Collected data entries
PR #310, opened 2017-08-23
Validate ASDF trees as early as possible

### LINKED ISSUE #287: Intermediate tree validation
The documentation contains the following example:

> This validation happens only when a `AsdfFile` is instantiated, read
or saved, so it's still possible to get the tree into an invalid
intermediate state::

```python
>>> from asdf import AsdfFile
>>> ff = AsdfFile()
>>> ff.tree['data'] = 'Not an array'
>>> # The ASDF file is now invalid, but asdf will tell us when
>>> # we write it out.
>>> ff.write_to('test.asdf')  # doctest: +IGNORE_EXCEPTION_DETAIL
...
ValidationError: mismatched tags, wanted
'tag:stsci.edu:asdf/core/ndarray-1.0.0', got
'tag:yaml.org,2002:str'
...
```

It would be nice if errors like this could be caught immediately rather than deferring to write time, but there may be technical barriers that I'm not thinking about right now.

drdavella:
This change allows ASDF trees to be validated as early as possible. In many cases it will be possible to notice a schema validation issue at the time that an ASDF tree is assigned, rather than having to wait until the file is written.

However, it will not always be possible to catch validation errors that occur when updating existing trees. Enabling this kind of "deep" validation will require a lot of additional machinery that may not be worth the effort.

This fixes #287.

### DIFF
--- a/asdf/asdf.py
+++ b/asdf/asdf.py
@@ -242,7 +242,7 @@ class AsdfFile(versioning.VersionedMixin):
 
     @tree.setter
     def tree(self, tree):
-        asdf_object = AsdfObject(tree)
+        asdf_object = AsdfObject(tree, validator=self._validate)
         self._validate(asdf_object)
         self._tree = asdf_object
 
@@ -254,8 +254,7 @@ class AsdfFile(versioning.VersionedMixin):
         return self._comments
 
     def _validate(self, tree):
-        tagged_tree = yamlutil.custom_tree_to_tagged_tree(
-            tree, self)
+        tagged_tree = yamlutil.custom_tree_to_tagged_tree(tree, self)
         schema.validate(tagged_tree, self)
 
     def validate(self):
@@ -852,8 +851,8 @@ class AsdfFile(versioning.VersionedMixin):
         try:
             with generic_io.get_file(fd, mode='w') as fd:
                 self._fd = fd
-                self._pre_write(fd, all_array_storage, all_array_compression,
-                                auto_inline)
+                self._pre_write(
+                    fd, all_array_storage, all_array_compression, auto_inline)
 
                 try:
                     self._serial_write(fd, pad_blocks, include_block_index)
--- a/asdf/tags/core/__init__.py
+++ b/asdf/tags/core/__init__.py
@@ -6,15 +6,30 @@ from __future__ import absolute_import, division, unicode_literals, print_functi
 from ...asdftypes import AsdfType
 
 
-class AsdfObject(dict, AsdfType):
+class ValidateDictMixin(dict):
+    def __init__(self, *args, **kwargs):
+        self._validator = kwargs.get('validator')
+        if self._validator:
+            kwargs.pop('validator')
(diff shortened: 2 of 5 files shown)


nden:
Just to make sure I understand - this only validates `tree` assignments, like `AsdfFile().tree = {...}`, and does not validate `AsdfFile().tree['data'] = 42`. In addition it only validates `data` and `history`,
Hm, my current dev version validates `AsdfFile().tree = {'data': 42}`

More importantly, what effect does this have on performance? It'd be interesting to time a large file with this PR. If there's a big performance hit I'd prefer not to validate at this level.

drdavella:
The example you gave of `AsdfFile().tree = {'data': 42}` already worked. This PR implements the other case: `AsdfFile().tree['data'] = 42`, which was not previously covered.

It should work for any top-level tree assignment, not just `data` and `history`. However, unfortunately it won't work for deeper tree assignments like the following: `AsdfFile().tree['foo']['bar']['baz'] = 'invalid'`.

Do you have a large file that I could use for testing performance?

nden:
Aren't `data` and `history` "reserved" keywords. How would it validate anything else?

As for performance testing, actually it doesn't have to be a large file, but one that is dominated by `data`. A miri imager reading gives:

this PR
timeit datamodels.ImageModel('miri_image.fits')
760 ms ± 3.45 ms per loop (mean ± std. dev. of 7 runs, 1 loop each)

dev master
 timeit datamodels.ImageModel('miri_image.fits')
   ...:
1 loop, best of 3: 491 ms per loop

On writing
this PR
timeit im.to_fits('todel.fits', overwrite=True)
647 ms ± 8.25 ms per loop (mean ± std. dev. of 7 runs, 1 loop each)

dev master
timeit im.to_fits('todel.fits', overwrite=True)
1 loop, best of 3: 430 ms per loop

I'm not sure how much this can be trusted though.

drdavella:
This PR just hooked the `__setitem__` method of the top-level `tree` object so that whenever a new item is added (e.g. `AsdfFile().tree['foo'] = 'bar'`), the yaml validator gets called first.

That makes more of a difference than I would have expected, but I think I might be able to make it more efficient. If you think it's not worth the potential performance cost, we can close the PR. I just like the idea of detecting potential errors as early as possible, but it's not critical.

nden:
JWST data models validate on assignment because each one has a schema. We have discussed a few times removing validation on assignment and adding a `validate` function or providing some other way to validate just once for performance reasons. I also like the idea of validating early but sometimes it's not practical. Perhaps that can be made configurable and off by default.

drdavella:
@nden, huh that's an interesting thought. So you mean having the validation optional even for the `AsdfFile().tree = {'data': ... }` case? There's already a method `AsdfFile().validate()` that should be possible to use for one-time validation.

One question is whether one-time validation should be the default or whether it should have to be added explicitly.

drdavella:
Closing for now since there's not a strong motivation. We should maybe revisit one-time validation later.

PR #312, opened 2017-08-23
Add FITS file name to version mismatch warning

### LINKED ISSUE #311: Display file name when warning from FITS files
Issue #305 requested the file name to be displayed when warning about version mismatches. PR #306 addressed this issue. However, this PR did not address the case when the warning is coming from a FITS file with embedded ASDF.

drdavella:
This fixes #311. It is just a follow-on to #306, so there is no need to update the change log.


nden:
LGTM.

PR #317, opened 2017-08-25
Fix reading json schema in Python 3.5

### LINKED ISSUE #242: Cannot load json files under Python 3
Asdf uses generic_io to open schema files, which explicitly opens the files in binary mode. Under Python 3 reading a file opened in binary mode gives you a byte array. But the json parsing library expects to receive a string and throws an error message if it gets any other type:

TypeError: the JSON object must be str, not 'bytes'

### LINKED ISSUE #314: Asdf fails to load json schema files
Asdf loads schema files using generic_io.get_file. It forces the file to be opened in binary mode. This returns the contents of the file as a byte array under Python 3. The json parser chokes on the byte array, saying it wants the str type.

Adding this issue for tracking, although if someone else wants to take a swing at it, feel free.

drdavella:
This fixes #314 (and fixes #242 which is a duplicate). The JSON module in Python 3.5 doesn't accept `bytearray` as input, but 3.6 does. This PR adds a test and a workaround.

### DIFF
--- a/CHANGES.rst
+++ b/CHANGES.rst
@@ -48,6 +48,8 @@
 
 - Issue a warning when an unrecognized tag is encountered. [#295]
 
+- Fix bug with loading JSON schemas in Python 3.5. [#317]
+
 1.2.1(2016-11-07)
 -----------------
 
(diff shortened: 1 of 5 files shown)


bernie-simon:
The fix looks good to me.

PR #318, opened 2017-08-25
Update travis test matrix

### LINKED ISSUE #316: Update latest astropy version in travis config
The config currently has the latest version pegged at `1.3.2`, but the latest released version is `2.0.1`.

For investigation: travis provides a way to specify a `development` version, but can it also specify a `latest` version?

drdavella:
This resolves #316. Instead of hard-coding the latest stable versions of `numpy` and `astropy`, use the `stable` flag provided by [astropy/ci-helpers](https://github.com/astropy/ci-helpers).

Also add a new test to the matrix covering `astropy-1.3.2` since that is now the previous stable version, not the latest.

### DIFF
--- a/appveyor.yml
+++ b/appveyor.yml
@@ -38,7 +38,7 @@ environment:
 
       - PYTHON_VERSION: "3.6"
         ASTROPY_VERSION: "1.3.2"
-        NUMPY_VERSION: "1.11.1"
+        NUMPY_VERSION: "1.13.0"
         platform: x64
 
       - PYTHON_VERSION: "3.6"
--- a/appveyor.yml
+++ b/appveyor.yml
@@ -26,6 +26,7 @@ environment:
 
       - PYTHON_VERSION: "3.5"
         ASTROPY_VERSION: "1.3.2"
+        NUMPY_VERSION: "1.11.1"
         platform: x64
 
       - PYTHON_VERSION: "3.5"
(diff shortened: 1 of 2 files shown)


drdavella:
Updated the appveyor test matrix as well. This de-emphasizes Python 2.7 tests by only testing against stable versions of `astropy` and `numpy`.

appveyor.yml
```diff
@@ -7,23 +7,34 @@ environment:
...
         PYTHON_ARCH: "64"
 
       - PYTHON_VERSION: "3.4"
-        NUMPY_VERSION: "1.9.1"
+        ASTROPY_VERSION: "stable"
+        platform: x64
+        PYTHON_ARCH: "64"
+
+      - PYTHON_VERSION: "3.5"
+        ASTROPY_VERSION: "1.3.2" "stable" "development"
```
nden: Is this valid syntax?

nden:
Is appveyor running on PRs?

appveyor.yml
drdavella: I'm actually not sure. I thought I saw an example along these lines somewhere but this commit was kind of just an experiment.

drdavella:
It has been working on PRs since @jhunkeler reactivated it a week or two ago, but I might have broken something with this latest commit...

appveyor.yml
nden: I assume it should be valid yaml but there may be other things. I saw there's a validation tool here https://ci.appveyor.com/tools/validate-yaml

drdavella: The [appveyor validator](https://ci.appveyor.com/tools/validate-yaml) says no, so I guess it's back to the drawing board. I was hoping to avoid listing each configuration explicitly, but I'm not sure that will be possible.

_Task to complete:_ Set down, unchanged, only those lines above that fall between the line with "-254,8 +254,7 @@" and the line with "(diff shortened: 2 of 5 files shown)", the two end lines included.

_Task answer:_
@@ -254,8 +254,7 @@ class AsdfFile(versioning.VersionedMixin):
         return self._comments
 
     def _validate(self, tree):
-        tagged_tree = yamlutil.custom_tree_to_tagged_tree(
-            tree, self)
+        tagged_tree = yamlutil.custom_tree_to_tagged_tree(tree, self)
         schema.validate(tagged_tree, self)
 
     def validate(self):
@@ -852,8 +851,8 @@ class AsdfFile(versioning.VersionedMixin):
         try:
             with generic_io.get_file(fd, mode='w') as fd:
                 self._fd = fd
-                self._pre_write(fd, all_array_storage, all_array_compression,
-                                auto_inline)
+                self._pre_write(
+                    fd, all_array_storage, all_array_compression, auto_inline)
 
                 try:
                     self._serial_write(fd, pad_blocks, include_block_index)
--- a/asdf/tags/core/__init__.py
+++ b/asdf/tags/core/__init__.py
@@ -6,15 +6,30 @@ from __future__ import absolute_import, division, unicode_literals, print_functi
 from ...asdftypes import AsdfType
 
 
-class AsdfObject(dict, AsdfType):
+class ValidateDictMixin(dict):
+    def __init__(self, *args, **kwargs):
+        self._validator = kwargs.get('validator')
+        if self._validator:
+            kwargs.pop('validator')
(diff shortened: 2 of 5 files shown)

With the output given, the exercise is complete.